The battle was one of the longest and bloodiest of the Middle Ages. The Grand Master Ulrich von Jungingen and all the order’s officers but one lay dead on the field, and the whole of Prussia was there for the taking. Much to the exasperation of the Polish commanders, Władysław reined in the pursuit and in the treaty signed later he demanded only a thin strip of land to be ceded to Lithuania, and nothing for Poland, while taking a vast cash indemnity from the order for himself. A decade later the knights made war again, were again defeated, and again got away with insignificant losses. In 1454 a revolt against the order by local knights and cities, aided by Poland, initiated a war which dragged on for thirteen years. The knights were defeated, and were once again spared, by the Treaty of Toruń in 1466. Poland took the coastline around Gdańsk and Elbing, the province of Warmia (Ermland), and even the stronghold of Marienburg, but did not suppress the order, which moved its capital to Königsberg and retained the rest of its dominions as a vassal of the king of Poland. Such forbearance might seem surprising, particularly as the Teutonic Knights were ruthless in war, raping and murdering, and even burning churches. There were, however, factors involved in the relations between Poland and the order that touched on a religious debate of European proportions.
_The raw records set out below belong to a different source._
PR #5494, opened 2026-01-07
Optimize INVALID_NUMBER_FOLLOWED_BY_NAME_REGEXP

swalkinshaw:
Claude Code helped to optimize this potentially slow regexp depending on the document. Specifically, the backtracking in the original regexp was the main performance issue.

This does a few things:

1. adds a very simple and faster pre-check to gate if the main regexp should even run
2. prevents as much backtracking as possible

Benchmarks:

| Document Type                  | Before | After  | Speedup |
|--------------------------------|--------|--------|---------|
| Typical large (125KB)          | 0.72s  | 0.06s  | 12x     |
| Colon-heavy (35KB)             | 0.24s  | 0.007s | 34x     |
| Pathological worst-case (26KB) | 1.64s  | 0.25s  | 6.6x    |
| No digits (17KB)               | 0.10s  | 0.002s | 54x     |

### DIFF
--- a/lib/graphql/language.rb
+++ b/lib/graphql/language.rb
@@ -79,22 +79,28 @@ module GraphQL
 
     LEADING_REGEX = Regexp.union(" ", *Lexer::Punctuation.constants.map { |const| Lexer::Punctuation.const_get(const) })
 
+    # Optimized pattern using:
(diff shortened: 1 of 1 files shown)


rmosolgo:
Thank you! TIL about `*+`.

PR #5497, opened 2026-01-13
Fix ERB issues surfaced by Herb

joelhawksley:
As part of working to integrate [Herb](https://github.com/marcoroth/herb), I ran into some issues with graphql-ruby when enabling Herb for all ERB and HTML in our application.

This PR fixes the majority of the issues raised by the linter.

I've filed a [bug](https://github.com/marcoroth/herb/issues/1060) for a case that I think shouldn't be raised.

cc @marcoroth

### DIFF
--- a/guides/_layouts/default.html
+++ b/guides/_layouts/default.html
@@ -8,7 +8,7 @@
     {% else %}
       <title>GraphQL - {{ page.title }}</title>
     {% endif %}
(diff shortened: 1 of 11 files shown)


rmosolgo:
Awesome, thank you! If you'd like me to keep up compliance here, I'd also welcome a PR (or some advice about) integrating Herb into the gem's CI.

joelhawksley:
@rmosolgo you're welcome! I'll have a PR to use Herb in CI for you once it's a bit more mature ❤️

PR #5498, opened 2026-01-13
Add spec for better loads: dataloading, prototype new loads code

### LINKED ISSUE #5462: Add the benefit of dataloaders for mutation arguments

rmosolgo:
Implementing `loads:` has had a smell in it: 

https://github.com/rmosolgo/graphql-ruby/blob/c4f07cdbf177c1da4d34b691b8c1003f9bef296f/lib/graphql/schema/argument.rb#L338

https://github.com/rmosolgo/graphql-ruby/blob/c4f07cdbf177c1da4d34b691b8c1003f9bef296f/lib/graphql/schema/argument.rb#L359

It's there because some code requires the argument values to be returned right away -- it doesn't use Dataloader (properly?). 

This smell manifests the problem described in #5462 -- I added a spec for that issue in cf3a3f8b53d75b4a04f6db1f21517afaf38c3eeb

This problem also surfaced in #5479 because, when using `Async`, `run_isolated` isn't actually isolated: Async uses a top-level pool, so a pause in one place in the code can resume code elsewhere. 

The smell was also called out in https://github.com/rmosolgo/graphql-ruby/pull/5389#discussion_r2317112688. 

When working on #5389, I didn't actually rework this code. But I think it's actually a good place to try out that new flow in an incremental way. 

Fixes #5462 

TODO: 

- [ ] Remove another Argument-related `run_isolated` call 
- [ ] What about the mutation-related `run_isolated` call? 
- [ ] Find a better solution than `while ...; dataloader.yield; end` -- some proper way for expressing or communicating dependencies in the code
- [ ] Consider rooting out `after_lazy` usage in loading and authorization
- [ ] Benchmark

### DIFF
--- a/lib/graphql/execution/interpreter/arguments.rb
+++ b/lib/graphql/execution/interpreter/arguments.rb
@@ -21,9 +21,10 @@ module GraphQL
 
         # @param argument_values [nil, Hash{Symbol => ArgumentValue}]
         # @param keyword_arguments [nil, Hash{Symbol => Object}]
-        def initialize(keyword_arguments: nil, parent_object: nil, context: nil, argument_values:)
+        def initialize(keyword_arguments: nil, owner: nil, parent_object: nil, context: nil, argument_values:)
           @empty = argument_values.nil? || argument_values.empty?
           @context = context
+          @owner = owner
           @parent_object = parent_object
           # This is only present when `extras` have been merged in:
           @keyword_arguments = if keyword_arguments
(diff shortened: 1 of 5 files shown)


rmosolgo:
I am rewriting execution from scratch instead -- no `run_isolated` 😅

The Teutonic Order had representatives and friends at every court, and was a master of propaganda. Its first line of attack had been that the betrothal of Jadwiga to Wilhelm of Habsburg had been consummated and that her marriage to Władysław Jagiełło was therefore bigamous. It also argued, with some justification, that the alleged conversion of Lithuania was a sham, and that Catholic Polish knights had been the minority at Grunwald in an army made of Lithuanian pagans, Christians of the Eastern rite, and even Muslims (the Tatars who had settled in Lithuania some time before). The order suggested that Władysław Jagiełło’s army was hardly more Christian than Saladin’s.
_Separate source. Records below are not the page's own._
Issue #5500, opened 2026-01-15
GraphQL Dashboard Engine Breaks Devise Authentication in Production


francescoparra:
**Describe the bug**

The GraphQL Dashboard feature introduced in v2.4.11 causes Devise authentication to fail in Rails applications running in production mode with eager loading enabled. The dashboard engine draws routes before the main application's config/routes.rb, causing Devise to cache an empty mapping, which breaks all authentication.

**Versions**

`graphql` version: version: 2.4.11 (issue introduced in this version)
`rails` (or other framework): 7.2.3
`devise`: 4.9.4

**Steps to reproduce**

This issue only occurs in production mode with eager loading enabled (`config.eager_load = true`). It does not occur in development or test environments.

1. Use a Rails application with Devise for authentication
2. Upgrade graphql gem from 2.4.10 to 2.4.11 or later
3. Run the application in production mode
4. Attempt to authenticate a user via Devise

**Expected behavior**

Devise authentication should work normally, as it does in version 2.4.10 and in development/test environments.

**Actual behavior**

Devise authentication fails because its mapping is empty. The root cause:

1. The GraphQL Dashboard engine calls routes.draw during initialization (see [lib/graphql/dashboard.rb#L38](https://github.com/rmosolgo/graphql-ruby/blob/v2.4.11/lib/graphql/dashboard.rb#L38))
2. This happens before the main application's config/routes.rb is loaded
3. When routes.draw is called, Devise's route finalization hook runs and caches its mappings
4. Since the main application routes haven't been drawn yet, Devise caches an empty mapping
5. When the application later tries to use Devise, the cached mapping is empty, causing failures

**Additional context**

This is a Rails engine initialization order issue. The problem occurs because:

- In production with eager loading, all engines initialize immediately at boot time
- The GraphQL Dashboard engine draws its routes during class loading
- This triggers Devise's route finalization callbacks before the main app's routes are loaded
- Devise caches an empty mapping and never updates it

rmosolgo:
Hey, thanks for the detailed report and sorry for this compatibility issue! I'll take a look at how the engine adds its routes and follow up here.

rmosolgo:
Hey @francescoparra, I see you took a crack at it over in #5504. The gem's own tests for the dashboard don't seem to like that setup, but did it work for your app? 

A couple other options I found while digging into the docs and source: 

[...]

PR #5504, opened 2026-01-18
Fix routes premature drawing

francescoparra:
This PR fixes https://github.com/rmosolgo/graphql-ruby/issues/5500 by lazy loading the drawing of the Dashboard routes


rmosolgo:
Thanks for investigating this -- going forward with #5505 instead.

PR #5505, opened 2026-01-19
Lazily define engine routes using routes do ... end

### LINKED ISSUE #5500: GraphQL Dashboard Engine Breaks Devise Authentication in Production

rmosolgo:
Fixes #5500 

At least, I think it _should_ fix that issue, but my tests fail with: 

```
NameError (undefined local variable or method 'graphql_dashboard' for an instance of #<Class:0x000000012a0324f8>)
```

which is raised from the `.html.erb` views code. `graphql_dashboard.<some_view_path>` works fine in the test files, but not in the views 😖 

I have been trying to trace through initializer code and RouteSet code to figure out what's missing, but I haven't been able 
to.

UPDATE: Trying to debug, I tried calling the route methods in the engine's controller methods, ie `def show; puts graphql_dashboard.delete_all_detailed_traces_path; end`. It raised a more helpful error: 

```
In order to use #url_for, you must include routing helpers explicitly. For instance, `include Rails.application.routes.url_helpers`
```

And indeed, including the url helpers (the engine's url helpers in this case) _did_ fix my problem. In order to keep the routes lazy-loaded, I put the `.include` call inside the `routes do ... end` block.

### DIFF
--- a/lib/graphql/dashboard.rb
+++ b/lib/graphql/dashboard.rb
@@ -76,6 +76,8 @@ module Graphql
         resources :subscriptions, only: [:show], constraints: { id: /[a-zA-Z0-9\-]+/ }
         post "/subscriptions/clear_all", to: "subscriptions#clear_all", as: :clear_all
       end
+
+      ApplicationController.include(Dashboard.routes.url_helpers)
     end
 
     class ApplicationController < ActionController::Base


rmosolgo:
👋  @francescoparra could you try this branch in your app? 

```ruby 
gem "graphql", github: "rmosolgo/graphql-ruby", ref: "f903cb57b054ee4ed40600e032ad43f03ed958d1"
```

It moves the routes into lazily-evaluated block and adds a manual `.include` call to keep things working properly. Let me know how it goes if you give it a try!

francescoparra:
@rmosolgo thanks for your fast answers, the branch that you gave me works smoothly!

PR #5506, opened 2026-01-20
Fix stale documentation link in the OperationStore Sync guide

duffuniverse:
### Detail
Fix the Relay's Network Layer documentation link


rmosolgo:
Thanks for another improvement here! Link rot is real...

PR #5508, opened 2026-01-21
Fix internal link reference for payload compression in the Apollo Subscriptions guide

duffuniverse:
### Detail

Fix internal link reference for payload compression in the Apollo Subscriptions guide


rmosolgo:
Thank you! My build step makes sure that internal links' target _pages_ exist, but it doesn't check _headings_ 😖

The Teutonic Knights had a point, and that point assumed importance in the context of a minor reformation which was sweeping Europe, a nationalist, anti-clerical, anti-Imperial movement whose greatest exponent was the Bohemian Jan Hus. The Hussite movement was itself connected with John Wycliffe’s Lollards in England, and both causes enjoyed considerable sympathy in Poland.
Matters came to a head at the Council of Constance, convoked in 1415 to combat the Hussite heresy. The Teutonic Order saw in this a perfect forum at which to discredit Poland and reconfirm the validity of its own crusading mission, judging that if this were endorsed by Christian Europe, it would have placed itself beyond the reach of Polish attempts to destroy it.
The Polish delegation to the Council of Constance, led by Paweł Włodkowic (Paulus Vladimiri) of Kraków University, included a number of Lithuanians and schismatics, which caused uproar and favoured the order’s case. Włodkowic ran rings around its representatives and managed to discredit it. But there was no clear-cut victory. The Teutonic Knights enjoyed wide diplomatic support, including that of the Empire, which had political objections to the Polish-Lithuanian union.
The arrangement itself was under frequent review. In 1413, after Grunwald, a new treaty of union was signed at Horodło. This attempted to bind the two states together more firmly, and was epitomised by the Polish szlachta adopting the Lithuanians as brothers in chivalry, bestowing on them their own coats of arms. In 1430, Vytautas’ successor as Grand Duke of Lithuania, Svidrigaila, undid all this by allying himself with the Teutonic Order and adopting an anti-Polish policy. Ten years later, the union was formally dissolved, but this made little difference, since the ruler of Lithuania was the son of the King of Poland, whom he succeeded in 1446, reuniting the two states under one crown.
The unstable nature of the union was largely the result of incompatibility. Poland was a nationally based Christian state with
developed institutions and strong constitutional instincts. Lithuania was an amalgam of pagan Balts and Orthodox Christian Slavs ruled by an autocratic dynasty. The two states pulled each other in different directions, and in the field of foreign policy it was Lithuania, or rather the Jagiellon dynasty, which pulled the hardest.
It is no coincidence that the oldest extant letter from a king of England to a king of Poland dates from 1415, when Henry V begged Władysław Jagiełło to assist him against the French: the union with Lithuania and the victory over the Teutonic Order had turned Poland into a major European power. And it is hardly surprising that with such power behind them, the ambitious Jagiellons should have taken advantage of the opportunities on offer.